The world’s largest jewellery company by volume is facing a wave of store closures across China – a move that serves to illustrate a broader retreat by foreign brands as consumer preferences shift towards practical products that offer more value for the money.
Danish jewellery brand Pandora, known for its fast-paced product launches and global sales of more than 100 million pieces a year, announced in its second-quarter earnings report on August 15 that it would expand its original plan to close 50 stores in China this year to 100 stores.
According to Pandora’s annual financial reports, its sales in China peaked in 2019 at 1.97 billion Danish kroner (US$305.73 million). But since the global pandemic, sales in China have steadily declined, dropping to 1.126 billion kroner in 2021, 737 million kroner in 2022, and 564.2 million kroner in 2023. Last year, Pandora’s revenue in China plummeted to just 416 million kroner, less than a quarter of the 2019 peak.
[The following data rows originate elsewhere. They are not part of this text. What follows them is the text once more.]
PR #4290, opened 2025-09-05
feat: add dynamic parameter type extensions

calebdw:
Closes https://github.com/phpstan/phpstan/issues/11707, closes https://github.com/phpstan/phpstan/issues/12585

Supersedes https://github.com/phpstan/phpstan-src/pull/3828, supersedes https://github.com/phpstan/phpstan-src/pull/3131, supersedes https://github.com/phpstan/phpstan-src/pull/3823

Hello!

This adds generalized dynamic parameter type extensions and deprecates the parameter closure type extensions per https://github.com/phpstan/phpstan/issues/11707#issuecomment-2358932350.

This also fixes the `return.type` and the `argument.type` errors described in https://github.com/phpstan/phpstan/issues/12585 when the parameter type is overridden via the extension.

> [!NOTE]
> This currently only works for array and closure arguments, if support is desired for other argument types in the future then that will have to be added.

CC: @canvural, @Neol3108

Thanks!


canvural:
I tested it by porting my previous implementation for Larastan to this one, and looks like it works fine! Will try to implement more use cases and see if I can find any bugs. Also will try to test it on real projects.But so far so good. Thanks for this!

I'll also try to review this PR (though Ondrej would do a better job 😄 )

e2e/parameter-type-extension/src/ParameterTypeExtension.php
```diff
@@ -0,0 +1,94 @@
+<?php
+
+declare(strict_types=1);
+
+namespace App;
```
ondrejmirtes, line 5: I'm not sure what the e2e/parameter-type-extension directory is for. These directories are supposed to execute something in `.github/workflows/e2e-tests.yml` but this one does not. Either move this under `e2e/bug-12585/` if it's used there, or delete it.

src/Analyser/ExpressionContext.php
```diff
@@ -12,18 +12,19 @@ private function __construct(
 		private ?string $inAssignRightSideVariableName,
 		private ?Type $inAssignRightSideType,
 		private ?Type $inAssignRightSideNativeType,
+		private ?Type $overriddenType = null,
```
ondrejmirtes: Does not have to be optional, this is not under BC promise.

src/Analyser/ExpressionContext.php
```diff
@@ -60,4 +61,14 @@ public function getInAssignRightSideNativeType(): ?Type
 		return $this->inAssignRightSideNativeType;
 	}
 
+	public function withOverriddenType(?Type $type): self
+	{
+		return new self($this->isDeep, $this->inAssignRightSideVariableName, $this->inAssignRightSideType, $this->inAssignRightSideNativeType, $type);
+	}
+
+	public function getOverriddenType(): ?Type
```
ondrejmirtes: Why this does have to be here actually at all? Why hasn't been the `passedToType` parameter kept? Why is this named "overriden type"? What is it overriding?

ondrejmirtes (changes requested):
This looks solid, just a few questions as a start, will do deep review later 👍

canvural:
@calebdw @ondrejmirtes Sorry to bother you, but I wanted to ask how we can move this forward? I'm really interested in this feature.

calebdw:
No worries, just been busy with personal life, I'll try to get to the comments soon

src/Analyser/ExpressionContext.php
calebdw: I made it optional because I didn't want to go update all the usages :sweat_smile:. However, I have made non-api methods required and added them.

e2e/parameter-type-extension/src/ParameterTypeExtension.php
calebdw: I've added this to the github workflow

src/Analyser/ExpressionContext.php
calebdw: I've refactored this PR to simply pass the variable around through the methods instead of trying to use the `ExpressionContext`.

> Why hasn't been the passedToType parameter kept? Why is this named "overriden type"?

It has been kept, I just renamed `$passedToType` to `$overriddenType`---"passed to type" didn't make any sense so I renamed it.

> What is it overriding?

This is the overriding type coming from the dynamic parameter type extensions. The extensions are "overriding" the type that phpstan thinks they should be. If you have a better name in mind then I'm all ears.

calebdw:
@ondrejmirtes, @canvural, sorry it took so long to address these comments---just been busy with personal life but hoping to move this forward now :pray:

CamKemBell:
@calebdw - is this still planned on going ahead? Does this fix the issue with using whereHas with custom builders?

I've seen multiple projects now look to using custom builders since the implementation of the attribute & official support from Laravel last year, only to find issues when trying to type the arguments in eloquent method for type hints / auto complete, etc.

https://laravel-news.com/defining-a-dedicated-query-builder-in-laravel-12-with-php-attributes

In the meantime, we have been using whereRelation, which compiles to whereHas under the hood, but it would be nice to use whereHas directly.

image

dnyg:
My team are also eagerly awaiting the outcome of this PR! Hope it can be pushed forward 🙏

calebdw:
@CamKemBell, yes I just rebased and resolved all the conflicts

@ondrejmirtes, this is ready to review :+1:

dnyg:
What is the status on this PR?

VincentLanglet:
Hi @calebdw sorry for the delay there is now more review for the PHPStan codebase.

Are you still interested by the PR ?
There is a lot of conflict, can you solve them please ? 

Thanks !

calebdw:
@VincentLanglet, yes, the conflicts have been resolved!

e2e/parameter-type-extension/src/ParameterTypeExtension.php
```diff
@@ -0,0 +1,94 @@
...
+		}
+
+		foreach ($type->getKeyTypes() as $keyType) {
+			$relationType = $this->getRelationTypeFromModel($model, (string) $keyType->getValue(), $scope);
+			if (!$relationType) {
+				continue;
+			}
+
+			$newType = new ClosureType([
+				/** @phpstan-ignore phpstanApi.constructor */
```
VincentLanglet: I assume the error is reported for a valid reason.

I feel like it would be annoying to update this test every time the NativeParameterReflection constructor is modified. So it would be great to
- Write the code differently to avoid this error
- Or to convince ondrej to add `@api` to the constructor

src/Analyser/NodeScopeResolver.php
```diff
@@ -2592,6 +2594,7 @@ public function processExprNode(
 		ExpressionResultStorage $storage,
 		callable $nodeCallback,
 		ExpressionContext $context,
+		?Type $overriddenType,
```
VincentLanglet, line 2771: What about 
```suggestion
		?Type $overriddenType = null,
```
to avoid passing null every time ? (also a way to avoid conflict)

calebdw: I'm not opposed to this, but sounds like Ondre prefers to explicitly pass parameters (even null):

image

calebdw: @VincentLanglet, which direction should I go here?

VincentLanglet: Ondrej always have the last word ^^

VincentLanglet:
Not sure if all the failure are related to the pr ; but there is more failure than on other PR.
You should try fix level test + test with php 7.4 (and maybe reduce the number of escaped mutant)

calebdw:
@VincentLanglet,

- I've fixed the PHP 7.4 tests
- most of the integration tests are failing due to the deprecation warning from the old interfaces---not sure there's any way to fix these besides the respective projects updating their baselines after this has been released 
- the Level test failures appear unrelated
- I'm not too sure how to prevent the escape mutants, some of these would already be skipped (e.g., if an array is not a constant array) so having a test case for every mutant is tricky

phpstan-baseline.neon
```diff
@@ -1611,6 +1725,12 @@ parameters:
 			count: 1
 			path: src/Type/Php/NumberFormatFunctionDynamicReturnTypeExtension.php
 
+		-
+			rawMessage: Class PHPStan\Type\Php\PregReplaceCallbackClosureTypeExtension implements deprecated interface PHPStan\Type\FunctionParameterClosureTypeExtension.
```
VincentLanglet: Shouldn't PregReplaceCallbackClosureTypeExtension implements the new interface then ?

VincentLanglet (commented):
- Please rebase for the conflict

- This will need a PR on https://github.com/phpstan/phpstan-nette after to use the new non-deprecated interface (should we wait before deprecating the old one (?))

- The `integration-tests / Integration - shipmonk-rnd/dead-code-detector` failure seems not normal https://github.com/phpstan/phpstan-src/actions/runs/22313350451/job/64551526195?pr=4290

ondrejmirtes:
What is this one waiting for? 😊

VincentLanglet:
I think it's mainly conflict and targeting 2.2.x

ondrejmirtes:
@VincentLanglet @staabm Once you give a green light and you're happy with this PR, I will take over, take a look and bring it over the finish line 😊

src/Type/DynamicFunctionParameterTypeExtension.php
```diff
@@ -0,0 +1,32 @@
...
+
+namespace PHPStan\Type;
+
+use PhpParser\Node\Expr\FuncCall;
+use PHPStan\Analyser\Scope;
+use PHPStan\Reflection\FunctionReflection;
+use PHPStan\Reflection\ParameterReflection;
+
+/**
+ * This is the interface for dynamic parameter type extensions for functions.
```
staabm, line 12: I am looking at this for the first time, and my initial question is:

where to draw the line between `FunctionTypeSpecifyingExtension`, `FunctionParameterOutTypeExtension`, `DynamicFunctionParameterTypeExtension`? when to use which?
(same for Method and StaticMethod ofc)

all of the above can specify/narrow/change types of funtion calls (or function call parameters).

I feel extension implementators will have this question and after we properly discussed the differences, it might make sense to document these

canvural: This is more of a documentation comment right? Not blocking this PR.

staabm: its not blocking, but I am interessted in the anwser. it would help me to get a better understanding for the review

canvural: FunctionTypeSpecifyingExtension is for narrowing the types after a function call. We do not influence the type itself inside that function. And here we have access to the context so we know if we are in a `if` statement.

FunctionParameterOutTypeExtension I always thought for parameters that are passed by reference, but documentation gives an example without reference 😄 So I guess, it works for normal parameters too. But again we specify how the passed variables type changes after the function call.

DynamicFunctionParameterTypeExtension is when you want the variable type changed for that function body. So it'll be analyzed by PHPStan with the changed type. So compared to others this affects the types for the function body itself. Not after the call. And currently it only works for arrays and closures.


These are my understandings. Hope it's clear and I'm not wrong 😄

canvural: Is everything clear here? 👀 

Sorry, if I come up as very pushy but I really want this to move forward. Especially when Ondrej said he can take it over the finish line after approval from other maintainers.

src/Analyser/ExprHandler/ArrayHandler.php
```diff
@@ -66,26 +67,40 @@ public function resolveType(MutatingScope $scope, Expr $expr): Type
...
-			$valueResult = $nodeScopeResolver->processExprNode($stmt, $arrayItem->value, $scope, $storage, $nodeCallback, $context->enterDeep());
+			$overriddenValueType = null;
+			if ($overriddenType !== null && $overriddenType->hasOffsetValueType($keyType)->yes()) {
+				$overriddenValueType = $overriddenType->getOffsetValueType($keyType);
+			}
+
+			if ($arrayItem->key === null) {
+				$nextAutoIndex++;
+			} elseif ($keyType instanceof ConstantIntegerType) {
+				$nextAutoIndex = $keyType->getValue() + 1;
```
staabm, line 107: could keyType be a integer range here?
or e.g. `null|4`

e2e/bug-12585/src/test.php
```diff
@@ -0,0 +1,157 @@
...
+}
+
+/** @extends Builder<Post> */
+class PostBuilder extends Builder
+{
+}
+
+function test(): void
+{
+	User::query()->whereHas('posts', function ($query) {
```
staabm, line 150: we should also have a test with
- nullsafe-method-call
- the variable beeing nullOrObject (a union)
- for "new"
- for static calls

staabm (commented):
I think it looks mostly good, a few questions
- if I did not miss it, it seems none of the tests is covering a error case?
- $overriddenType is passed thru a lot of handlers. I think we should have a few more tests which show that the overridden type gets correctly passed thru complex expressions
- I wonder if we really need end-to-end test-cases only or whether we could at least have some in-phpunit suite tests (these are easier to run, debug and maintain)
- you should look into issue-bot results and judge whether these are expected/related (some of them might go-away after rebase)
- we need this PR to target 2.2.x

canvural:
@calebdw Would you have time to address the comments? Or if you allow, I can open another PR with your code and fix there.

calebdw:
Yes, sorry been busy---I'll get to this shortly

canvural:
Tested the latest PHAR, still works alright 👍🏽 Static analysis fails on CI looks legit though. But didn't happen at runtime 🤔 Maybe didn't hit that code path.

.github/workflows/e2e-tests.yml
```diff
@@ -1,3 +1,4 @@
+---
```
staabm: typo

CamKemBell:
Would love to see this over the line...

canvural:
Can I sponsor/pay someone to bring this over the finish line? Resolving conflicts <--> wait for review loop doesn't seem to end 😄 

// @ondrejmirtes @staabm @VincentLanglet

src/Analyser/ExprHandler/ArrayHandler.php
calebdw: The `instanceof ConstantIntegerType` on line 106 is only used for tracking `$nextAutoIndex` (PHP's auto-incrementing array key behavior). It's not related to the `$overriddenType` lookup -- that happens on line 100 using `$keyType` directly via `hasOffsetValueType()`, which handles any type correctly.

Since this processes literal `Expr\Array_` nodes, the keys are typically constant values. But even if `$keyType` were a union or range, the fallback behavior (not updating `$nextAutoIndex`) is safe -- it just means subsequent auto-indexed items won't have their index tracked precisely, which is the same behavior as the existing upstream code in `MutatingScope`.

calebdw:
@staabm, 

> if I did not miss it, it seems none of the tests is covering a error case?

I've added tests

> $overriddenType is passed thru a lot of handlers. I think we should have a few more tests which show that the overridden type gets correctly passed thru complex expressions

Same here, added tests

> I wonder if we really need end-to-end test-cases only or whether we could at least have some in-phpunit suite tests (these are easier to run, debug and maintain)

The existing `DynamicParameterTypeExtensionClosuresTest` and `DynamicParameterTypeExtensionArraysTest` are already PHPUnit `TypeInferenceTestCase` tests (not just e2e). The e2e tests are supplementary for integration validation.

calebdw:
@ondrejmirtes, @staabm, @VincentLanglet, I've rebased this PR and resolved the conflicts

Can we try to get this over the line :pray:? Let me know if there's something we need to discuss, explain, or revisit implementation details. I'm always willing to hop on a call as well if that helps

canvural:
Hi,

To update, I solved the main pain point on Larastan side with custom PHPDoc type and a small MethodParameterClosureTypeExtension. Very small bit is left uncovered but https://github.com/phpstan/phpstan-src/pull/6417 (or an equivalent) would fix it.

So I no longer need this solution. Our solution at Larastan is a bit more general in a sense that the things that allowed me to achieve this will be used somewhere else in the code base too. So it wasn't only focused on this thing, but it's a very happy side effect 😄 That means Larastan _could_ use this extension if it is available, but it wouldn't strictly need it cause it'd not replace any existing code.

So I'll leave the decision to maintainers to see if the extension could benefit other developers.

ondrejmirtes:
@CamKemBell @dnyg @calebdw Please let me know if you wanted this PR because of Larastan issues (that are now solved) or if you still need it for some other purpose. Thank you!

calebdw:
@ondrejmirtes, this pr still has value because it's a more generalized form of the ClosureParameter extensions that work for any parameter

dnyg:
> @CamKemBell @dnyg @calebdw Please let me know if you wanted this PR because of Larastan issues (that are now solved) or if you still need it for some other purpose. Thank you!

The issue we were facing was already resolved in a later version of Laravel - so we're no longer eagerly awaiting this 🙌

“Pandora is more about aesthetics and versatility for me; it’s not something to buy for value retention,” said Vicky Wang, a Pandora enthusiast from Jiangsu province.
Over the past three months, she spent 7,500 yuan (US$1,044) on a half-dozen charm bracelets but is now trying to sell what she considers “impulse purchases” on China’s second-hand trading platform Xianyu.
The closures by Pandora, which did not immediately respond to an emailed request for comment, are not isolated incidents among foreign retailers struggling in China.